A few months ago, I got a letter in the mail. It was a marketing letter, but handwritten on a folded up piece of notebook paper. I thought to myself, wow, I am so much more incentivized to read a marketing letter written with real ink than one of those obviously fake letters written in "handwritten" font. Then I realized that we are in the period of generative AI. AI that can not only come up with customized marketing text for each individual, but AI that can replicate human handwriting via loads of training data. So, if you connected a robot arm to a pen, you could have the arm write very convincing letters in actual ink. These letters would be indistinguishable from human writing, and a collection of robot arms with the same software could write thousands of "handwritten" letters a day. Well, that is quite the business idea. I am sure that millions will be made by the first company to implement such systems, as every marketing guru knows the historic power of the handwritten note. On cue, another layer of human personality will die.
One of my coworkers asked me for a business idea that he could use for an MBA class project. I looked through my list of notes, and pitched him on this generative AI letter business. It seems to have taken off, with his MBA class now being supremely interested in the idea. The class will be working through the business plan and potentially pitching the idea further up the chain. I might not create the eventual monster, but maybe I pushed it a year or two ahead of schedule.

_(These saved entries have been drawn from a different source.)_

PR #31, opened 2024-03-05
IR-147 Add Incident Reporting domain model and related classes 

Mjwillis:
Added new domain model classes representing various entities for reporting incidents in a prison setting. These include main classes like IncidentReport, and supporting classes like IncidentLocation, IncidentCorrectionRequest, and Evidence. Also, corresponding database migration script was added. This sets up the foundation for the incident reporting feature in the HMPPS service.


src/main/kotlin/uk/gov/justice/digital/hmpps/incidentreporting/jpa/HistoricalIncidentResponse.kt
```diff
@@ -0,0 +1,49 @@
...
+@Entity
+class HistoricalIncidentResponse(
+  @Id
+  @GeneratedValue(strategy = GenerationType.IDENTITY)
+  val id: Long? = null,
+
+  @ManyToOne(fetch = FetchType.LAZY)
+  val incident: IncidentReport,
+
+  val dataPointKey: String,
```
ushkarev, line 23: minor point on naming… is “data point” a little too generic? as in, can data points be grouped together into clusters of some sort? tbh, at this point we don’t know what we’re making so i have no better terminology

src/main/kotlin/uk/gov/justice/digital/hmpps/incidentreporting/jpa/IncidentLocation.kt
```diff
@@ -0,0 +1,24 @@
...
+  @Id
+  @GeneratedValue(strategy = GenerationType.IDENTITY)
+  val id: Long? = null,
+
+  @ManyToOne(fetch = FetchType.LAZY)
+  val incident: IncidentReport,
+
+  val locationType: String,
+
+  val locationId: String,
```
ushkarev, line 21: is this a nomis and/or prison-api id?

src/main/kotlin/uk/gov/justice/digital/hmpps/incidentreporting/jpa/IncidentCorrectionRequest.kt
```diff
@@ -0,0 +1,27 @@
...
+import jakarta.persistence.Entity
+import jakarta.persistence.FetchType
+import jakarta.persistence.GeneratedValue
+import jakarta.persistence.GenerationType
+import jakarta.persistence.Id
+import jakarta.persistence.ManyToOne
+import java.time.LocalDateTime
+
+@Entity
+class IncidentCorrectionRequest(
```
ushkarev, line 12: do you think this will need to have a historical vs. modern (/new/whatever we call the future) version?

src/main/kotlin/uk/gov/justice/digital/hmpps/incidentreporting/jpa/IncidentType.kt
```diff
@@ -0,0 +1,8 @@
+package uk.gov.justice.digital.hmpps.incidentreporting.jpa
+
+enum class IncidentType {
```
ushkarev, line 3: not asking for this to be changed, but i figure this too would need to be an entity in future…?

ushkarev (approved):

src/main/kotlin/uk/gov/justice/digital/hmpps/incidentreporting/jpa/HistoricalIncidentResponse.kt
Mjwillis: Yes happy to change - just don't know to what!

src/main/kotlin/uk/gov/justice/digital/hmpps/incidentreporting/jpa/IncidentType.kt
Mjwillis: Maybe?  But introducing a new incident type would require a lot of coordination from different teams, not sure it helps being a table as enum allow us to apply business rules or understand what the types are, anyway hard to know at this point!

ushkarev: i was under the impression that the super-admins can modify report types in nomis… if we can get away with _not_ doing that YAY

PR #34, opened 2024-03-07
IR-169 Remove custom OAuth2 configurations, add SubjectAccessRequest implementation (DUMMY)

Mjwillis:
Deleted custom OAuth2 configurations such as AuthAwareTokenConverter.kt, ResourceServerConfiguration.kt, and WebClientConfiguration.kt, as they are superseded by the HMPPS Kotlin Spring Boot Starter lib. Renamed IncidentReportRepository.kt's path to be nested under the repository package. Added a SubjectAccessRequestService and a corresponding repository for incident reports, allowing authorized entities to fetch data between specific dates.


src/main/kotlin/uk/gov/justice/digital/hmpps/incidentreporting/service/SubjectAccessRequestService.kt
```diff
@@ -0,0 +1,35 @@
...
+@Service
+class SubjectAccessRequestService(
+  private val prisonerInvolvementRepository: PrisonerInvolvementRepository,
+) : HmppsPrisonSubjectAccessRequestService {
+  override fun getPrisonContentFor(prn: String, fromDate: LocalDate?, toDate: LocalDate?): HmppsSubjectAccessRequestContent {
+    val incidentReports = prisonerInvolvementRepository.findAllByPrisonerNumber(prn)
+    val content = incidentReports
+      .filter { it.incident.reportedDate.isAfter(fromDate?.atStartOfDay()) && it.incident.reportedDate.isBefore(toDate?.atStartOfDay()) }
+      .map {
+        IncidentDTO(
```
Mjwillis, line 19: This is just a placeholder

src/main/kotlin/uk/gov/justice/digital/hmpps/incidentreporting/service/SubjectAccessRequestService.kt
```diff
@@ -0,0 +1,35 @@
...
+          reportedDate = it.incident.reportedDate,
+        )
+      }
+    return HmppsSubjectAccessRequestContent(
+      content = content,
+    )
+  }
+}
+
+data class IncidentDTO(
```
ushkarev, line 31: might be worth making it clear (via comment of class name) that this is only specific to information we need to export for SARs

ushkarev (approved):

PR #39, opened 2024-03-13
IR-68: Copy OpenAPI fixes from incentives

ushkarev:
`securitySchemes` in OpenAPI output had a few issues…
1) `in` and `name` only apply to “apiKey” type (not the “http” that we use)
2) `openIdConnectUrl` only applies to “openIdConnect” type (not the “oauth2” that we use)
See https://github.com/OAI/OpenAPI-Specification/blob/main/versions/3.0.1.md#fixed-fields-23

[Copied from incentives-api](https://github.com/ministryofjustice/hmpps-incentives-api/pull/549/commits/9f943c4cadbb81a3d176c67a6157d511bfd555b1)


Mjwillis (approved):
LGTM

PR #40, opened 2024-03-14
IR-155 Add functionality for Incident Reports

Mjwillis:
The code introduces the ability to get, create new incident reports.
Support migration of NOMIS incident reports and updates.

*** NOT COMPLETE mapping yet ***

Initial baseline of functionality


src/test/kotlin/uk/gov/justice/digital/hmpps/incidentreporting/resource/MigrateResourceIntTest.kt
```diff
@@ -0,0 +1,210 @@
...
+  lateinit var repository: IncidentReportRepository
+
+  lateinit var existingNomisIncident: IncidentReport
+
+  @BeforeEach
+  fun setUp() {
+    repository.deleteAll()
+
+    existingNomisIncident = repository.save(
+      buildIncidentReport(incidentNumber = "$INCIDENT_NUMBER", reportTime = LocalDateTime.now(clock), source = InformationSource.NOMIS),
```
ushkarev, line 47: should the incident number here be a string with `IR-0000000112414323` to be more realistic?

ushkarev (commented):
but otherwise all the logic makes sense for now :)

PR #47, opened 2024-03-28
IR-183 Add the concept of an event to the incident report.

Mjwillis:
An incident can be linked to an event and an event can have multiple incidents

### DIFF
--- a/src/main/kotlin/uk/gov/justice/digital/hmpps/incidentreporting/jpa/IncidentEvent.kt
+++ b/src/main/kotlin/uk/gov/justice/digital/hmpps/incidentreporting/jpa/IncidentEvent.kt
@@ -1,0 +1,64 @@
+package uk.gov.justice.digital.hmpps.incidentreporting.jpa
+
+import jakarta.persistence.CascadeType
+import jakarta.persistence.Column
+import jakarta.persistence.Entity
+import jakarta.persistence.FetchType
+import jakarta.persistence.GeneratedValue
+import jakarta.persistence.GenerationType
+import jakarta.persistence.Id
+import jakarta.persistence.OneToMany
+import org.slf4j.Logger
+import org.slf4j.LoggerFactory
+import uk.gov.justice.digital.hmpps.incidentreporting.dto.EventDetail
+import java.io.Serializable
+import java.time.LocalDateTime
+
+@Entity
+class IncidentEvent(
+
+  @Id
+  @GeneratedValue(strategy = GenerationType.IDENTITY)
+  val id: Long? = null,
+
+  @Column(nullable = false, unique = true, length = 25)
+  val eventId: String,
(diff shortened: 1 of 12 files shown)


src/main/kotlin/uk/gov/justice/digital/hmpps/incidentreporting/jpa/IncidentReport.kt
```diff
@@ -40,13 +41,17 @@ class IncidentReport(
...
+  var summary: String?,
   var incidentDetails: String,
 
   val reportedBy: String,
   val reportedDate: LocalDateTime,
   @Enumerated(EnumType.STRING)
   var status: IncidentStatus = IncidentStatus.DRAFT,
 
+  @ManyToOne(fetch = FetchType.LAZY, cascade = [CascadeType.ALL])
+  val event: IncidentEvent? = null,
```
ushkarev, line 53: what do you think about making this non-nullable? it'd make the data model simpler i think. we could just have the typical case being 1 event ↔︎ 1 incident

ushkarev: the statsy reports / consumers of our data wouldn't have to have branching for orphaned incidents vs those grouped into events

src/main/kotlin/uk/gov/justice/digital/hmpps/incidentreporting/jpa/IncidentEvent.kt
```diff
@@ -0,0 +1,64 @@
...
+  @Id
+  @GeneratedValue(strategy = GenerationType.IDENTITY)
+  val id: Long? = null,
+
+  @Column(nullable = false, unique = true, length = 25)
+  val eventId: String,
+  val eventDateAndTime: LocalDateTime,
+  val prisonId: String,
+  var summary: String,
+  var eventDetails: String,
```
ushkarev, line 29: what's the difference between summary and details?

src/main/kotlin/uk/gov/justice/digital/hmpps/incidentreporting/jpa/IncidentReport.kt
Mjwillis: Yes could do that - its just I need to create one for all NOMIS migrated records

src/main/kotlin/uk/gov/justice/digital/hmpps/incidentreporting/jpa/IncidentEvent.kt
Mjwillis: Yes not sure there would be one, I've kept it as NOMIS has the concept of title and description and I've reproduced for Event.  Not sure its worth it

karenmillermoj (approved):
lgtm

Lets take this idea to fruition. In ten years, campaign volunteers are obsolete. Who needs dozens of volunteers to write campaign letters when you can pay a company extremely small sums of money for thousands of equivalent letters? When generative AI starts picking up the phone, grassroots campaigns are essentially dead. The world moves further towards consolidation, with the owners of capital making use of scalable systems to win votes and increase their power. When automation knocks, perhaps we shouldn't answer. Maybe it is the case that when I have a business idea, I should keep it to myself.